What is expected
All that is needed is every line of the listing below that has "CloseTimedoutTcpStreamChannels".

Data in this exercise
=======
PR #1096, opened 2022-05-19
Reduce the sleep in AMQP tests to 5 seconds

mertyildiran:
We drop TCP streams that are unidentified for 10 seconds. The `time.Sleep(10 * time.Second)` was causing sporadic failures in the tests.

For some reason, the TCP reassembly does not work without that a timeout. So, I reduced it to 5 seconds.


acceptanceTests/extensions_test.go
```diff
@@ -167,7 +168,7 @@ func TestAmqp(t *testing.T) {
 	defer conn.Close()
 
 	// Temporary fix for missing amqp entries
-	time.Sleep(10 * time.Second)
+	time.Sleep(5 * time.Second)
```
gadotroee, line 171: from what I know the value 10 was not chosen with no reason, 
I remember that this test was started with no timeout and as you. saw it didn't work,
then adding the timeout helped but with values lower than 10 it sporadically failed too.

```We drop TCP streams that are unidentified for 10 seconds``` - can you point for the place that cleans after 10 seconds? (I want to see if this was changed in the past).


I see you changed in the Redis but not in AMQP so I'm confused.

mertyildiran: @gadotroee in here:

https://github.com/up9inc/mizu/blob/e6a2bef720c5b51cbed98ddf3fb07453b26968c4/tap/tcp_streams_map.go#L63-L68

and that code is pretty old actually.

The TCP assembler does not call `New()` immediately that's what I understand but I'm not sure why;

https://github.com/up9inc/mizu/blob/e6a2bef720c5b51cbed98ddf3fb07453b26968c4/tap/tcp_stream_factory.go#L49

mertyildiran: Actually `New()` is being called immediately. It's something else.

PR #1097, opened 2022-05-19
Call `SetProtocol` in AMQP faster and remove `GetProtocol` method

mertyildiran:
Reduces TCP stream drop probability of AMQP (improves acceptance tests stability) by calling `SetProtocol` faster.

Removes the redundant `GetProtocol()` method.


gadotroee (commented):
@mertyildiran 
This seems to be good (setting the protocol first thing after we are getting "valid" amqp information. 

only questions is to be sure that I understand, the 
```
		if reader.GetParent().GetProtocol() != nil && reader.GetParent().GetProtocol() != &protocol {
			return errors.New("Identified by another protocol")
		}
```

that removed from protocols can be done because we are not starting them in the same time, we will start each protocol dissector after we know that it failed to be processed by another protocol dissector, right?

mertyildiran:
> @mertyildiran This seems to be good (setting the protocol first thing after we are getting "valid" amqp information.
> 
> only questions is to be sure that I understand, the
> 
> ```
> 		if reader.GetParent().GetProtocol() != nil && reader.GetParent().GetProtocol() != &protocol {
> 			return errors.New("Identified by another protocol")
> 		}
> ```
> 
> that removed from protocols can be done because we are not starting them in the same time, we will start each protocol dissector after we know that it failed to be processed by another protocol dissector, right?

Yes, those checks are forgotten to be removed in https://github.com/up9inc/mizu/pull/1062 There is no chance for a dissector to be called while also the protocol is identified because of the check below:

https://github.com/up9inc/mizu/blob/41dc081f3bd8bbb91109b0c1b483254013dcf96f/tap/tcp_reader.go#L63-L66

gadotroee (approved):

PR #1100, opened 2022-05-19
Remove the using of leftOff from websocket

lirazyehezkel:


ui-common/src/components/TrafficViewer/EntriesList.tsx
```diff
@@ -156,7 +159,6 @@ export const EntriesList: React.FC<EntriesListProps> = ({
         case "queryMetadata":
           setTruncatedTimestamp(message.data.truncatedTimestamp);
           setQueriedTotal(message.data.total);
-          setLeftOffTop(leftOffState => leftOffState === "" ? message.data.leftOff : leftOffState);
```
mertyildiran, line 159: Left off value should come from the metadata stream. Why do we remove this `setLeftOffTop` call?

PR #1104, opened 2022-05-22
Change redact to opt in

nimrod-up9:


gadotroee (approved):

gadotroee (changes requested):
we need to check that acceptance tests pass

gadotroee (approved):

PR #1105, opened 2022-05-23
close finished live streams

dvdlevanon:


tap/tcp_streams_map.go
```diff
@@ -67,6 +66,9 @@ func (streamMap *tcpStreamMap) CloseTimedoutTcpStreamChannels() {
 						diagnose.AppStats.DroppedTcpStreams, runtime.NumGoroutine(), tcpStreamChannelTimeoutMs/time.Millisecond)
 				}
 			}
+			if stream.client.doneReading && stream.server.doneReading {
```
nimrod-up9, line 69: Function name `CloseTimedoutTcpStreamChannels` doesn't suite this function anymore because it also closes done streams, not only timed-out streams.
Rename. I suggest `RunTcpStreamChannelsCleanup`.

tap/tcp_reader.go
```diff
@@ -66,6 +68,8 @@ func (reader *tcpReader) run(options *api.TrafficFilteringOptions, wg *sync.Wait
 		}
 		reader.rewind()
 	}
+
+	reader.doneReading = true
```
nimrod-up9, line 72: Why not close the channel here instead of in `CloseTimedoutTcpStreamChannels`?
=======
Completed task
@@ -67,6 +66,9 @@ func (streamMap *tcpStreamMap) CloseTimedoutTcpStreamChannels() {
nimrod-up9, line 69: Function name `CloseTimedoutTcpStreamChannels` doesn't suite this function anymore because it also closes done streams, not only timed-out streams.
nimrod-up9, line 72: Why not close the channel here instead of in `CloseTimedoutTcpStreamChannels`?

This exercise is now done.